Comments from Scott London interview – part 3

This is the third in a series of posts describing comments in an interview of Scott London during a four-hour CPE session on June 26. The first post explained the goal of this series is to organize a number of comments in the session. The course was presented by The Pros & The Cons.

Status with Bureau of Prisons

As an aside, the Bureau of Prisons has an Inmate Locator Service, which provides public disclosure of federal inmates.

On July 10, Scott London is listed in their database. His register number is 64641-112.

His status is Not in BOP Custody with a release date of Unknown.

Back to the interview…

The sting

Let’s step outside the interview.  At a time I’ll tie in later, the SEC called Mr. Shaw. He poured out the whole story.

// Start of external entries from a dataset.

PR #1159, opened 2025-12-24
feat: clean up session and SQL usage for Delta Lake

linhr:
This is the first attempt to remove ad-hoc session creation and SQL parsing/unparsing in our Delta Lake integration. There are still a few blockers and I added comments in the code for future work.

See also <https://github.com/lakehq/sail/pull/1138#discussion_r2644660451> for a related discussion for these changes.


crates/sail-common-datafusion/src/datasource.rs
```diff
@@ -131,31 +131,24 @@ pub enum MergeNotMatchedByTargetActionInfo {
...
     pub predicate: Option<String>,
 }
 
 /// Optional override metadata for operation commit logs (currently used by Delta MERGE).
-#[derive(Debug, Clone, Serialize, Deserialize)]
-#[serde(rename_all = "camelCase")]
+#[derive(Debug, Clone)]
 pub enum OperationOverride {
-    // TODO: extend or rename like `DeltaMerge`, `IcebergMerge` to better distinguish between different implementations.
-    #[serde(rename_all = "camelCase")]
```
linhr, line 154: It seems that `MergePredicateInfo` and `OperationOverride` do not need to support serde since it will be converted to the corresponding structs in the `sail-delta-lake` crate.

crates/sail-delta-lake/src/physical_plan/writer_exec.rs
```diff
@@ -83,7 +82,6 @@ pub struct DeltaWriterExec {
     sink_mode: PhysicalSinkMode,
     table_exists: bool,
     sink_schema: SchemaRef,
-    condition: Option<Arc<dyn PhysicalExpr>>,
```
linhr, line 86: I removed `condition` since it can be inferred from `sink_mode`.

crates/sail-physical-plan/src/merge.rs
linhr, line 145: These fields appear unused. Are they for usage in the future?

python/pysail/tests/spark/delta/__snapshots__/test_delta_features.ambr
```diff
@@ -131,7 +131,7 @@
       'writeTimeMs': '<time_ms>',
     }),
     'operationParameters': dict({
-      'predicate': 'department = Engineering',
+      'predicate': "department = 'Engineering' ",
```
linhr, line 134: We now have predicates that are more likely to be syntactically correct.

python/pysail/tests/spark/delta/__snapshots__/test_delta_features.ambr
```diff
@@ -93,14 +93,14 @@
       'matchedPredicates': list([
         dict({
           'actionType': 'update',
-          'predicate': "(flag = 'archive')",
+          'predicate': "t . flag = 'archive' ",
         }),
       ]),
-      'mergePredicate': '(id = __sail_src_id)',
+      'mergePredicate': 't . id = s . id ',
```
linhr, line 99: The predicates are now user-facing. But this also means that we should not "unparse" it. I added a `FIXME` in `DeltaCommitExec`. As far as I can tell, the "unparsed" physical expressions are only passed to the conflict checker, but the conflict checker does not use it currently. So this does not break things if my analysis is correct.

Note that there are unnecessary whitespaces in the SQL string since the `TreeText` trait does not have sophisticated logic for formatting SQL ASTs yet.

crates/sail-physical-plan/src/merge.rs
lonless9: These fields are likely remnants after adopting the expand_merge strategy. If there are any subsequent merge operations performed with pre_expanded: false, these fields may need to be retained. But in my plan all other formats of merge operations are intended to adopt this rewrite strategy, so I think these fields and the related condition judgments in build_merge_plan can be safely removed. This can be completed in a subsequent PR.

crates/sail-delta-lake/src/physical_plan/commit_exec.rs
```diff
@@ -425,6 +425,13 @@ impl ExecutionPlan for DeltaCommitExec {
             };
             let reference = snapshot.as_ref().map(|s| *s as &dyn TableReference);
 
+            // FIXME: avoid creating a new session state
+            //   This session state is used to parse predicates in the commit info
+            //   back to physical expressions. But the predicate string is not always available
+            //   (e.g., for DML operations constructed from the DataFrame API). Should we
+            //   store the physical expression directly when creating `DeltaCommitExec`?
+            //   The physical expression should be known at planning time so it does not
+            //   need to be sent back from the writer.
```
lonless9, line 434: Yes the current round-tripping is a bit too lengthy. We really should find a way to pass it directly to `DeltaCommitExec` during the planning construction phase, rather than having it travel as a string through the entire data stream.

python/pysail/tests/spark/delta/__snapshots__/test_delta_features.ambr
lonless9: Yes, currently it's only for informational purposes. I will open a PR later to clean up transaction-related issues. In addition to the UDF issue in predicates we previously mentioned, aliases column name might also cause problems in conflict checking.

crates/sail-common-datafusion/src/physical_expr.rs
```diff
@@ -0,0 +1,34 @@
...
+}
+
+impl Eq for PhysicalExprWithSource {}
+
+impl Hash for PhysicalExprWithSource {
+    fn hash<H: Hasher>(&self, state: &mut H) {
+        self.expr.as_ref().hash(state);
+        self.source.hash(state);
+    }
+}
```
lonless9, line 34: I'm not sure whether including the source string when implementing `PartialEq` and `Hash` for `PhysicalExprWithSource` or `ExprWithSource` might lead to some unexpected side effects.

lonless9 (approved):
Excellent! With a healthier session management, we can now clearly clean up all related side effects going forward.

crates/sail-common-datafusion/src/physical_expr.rs
linhr: I'm fine either way. We can remove it if needed in follow-up PRs. For now, `ExprWithSource` and `PhysicalExprWithSource` are not part of the actual logical/physical plan, so the optimizer won't be affected.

Then the FBI got involved and the sting started.

Back to the interview.

In early 2013 Mr. London received three or four phone calls from Mr. Shaw asking for more information.

On the surface, he was trying to start the insider trading again. At a deeper level, this obviously would have been part of the sting. Obviously, those calls would have all been recorded.

Mr. London said no each of the first several times.

Eventually he agreed and started passing nonpublic information again. That is the information we can read about in the criminal information and statement of facts.

Later I’ll cross link the dates.

The sting resulted in a confrontation, confession, criminal charges, and photo splashed on the front page of the Wall Street Journal.

Was the sting necessary?

Michael Sallah, an investigative journalist with the Washington Post, was one of the interviewers. He thinks the SEC needed to go through the sting with Scott London to have enough information to bring criminal charges. Without photographs, passing of currency, and recorded conversations they would only have been able to bring a civil suit. Criminal insider trading is hard to prove.

Mr. London disagreed with that assessment. He indicated that he would have confessed immediately when confronted. That is likely true. However, no federal agents knew that.

Let’s ponder what the feds had before the sting.

Mr. Shaw’s apparently an active trader. Activity in his accounts would indicate that a small handful of his presumably large number of trades were home runs. They happen to correspond to major public information being released, but that could just be incredibly good luck or clever insight.

They had no paper trail linking Mr. London to Mr. Shaw.

They had no recorded conversations.

The payoffs to Mr. London were in currency. That a lot of money floats around in Mr. Shaw’s business is no big deal. He’s a jeweler and will frequently pay customers in cash for items they want to sell. I am confident he gets paid in cash often. He deals with lots of cash.  There would be no way to trace cash flows in his business and link them to Mr. London.

What did the feds have before the sting?

All they had to support the case was Mr. Shaw verbally blaming a friend who happened to be a partner in a Big 4 firm.

Yea, right, the feds were likely thinking.

When you think about it from that direction, there’s no way the feds could have brought a criminal indictment against Mr. London without the sting.

I doubt they could have brought a successful civil charge.

I can picture what the SEC was thinking early on. If they brought a case, the target could simply deny it, and the SEC would have to drop their case because they wouldn’t be able to prove anything. Who would a jury believe? A jeweler trying to avoid a civil charge or a trusted Big 4 CPA with absolutely no blemishes on his record and absolutely no links to the trading other that shared golf tee times.

Picture this as the basis for debate in the jury room: flat-out denials from the accused combined with a complete lack of any physical, financial, or electronic evidence whatsoever. How well would that go for the feds?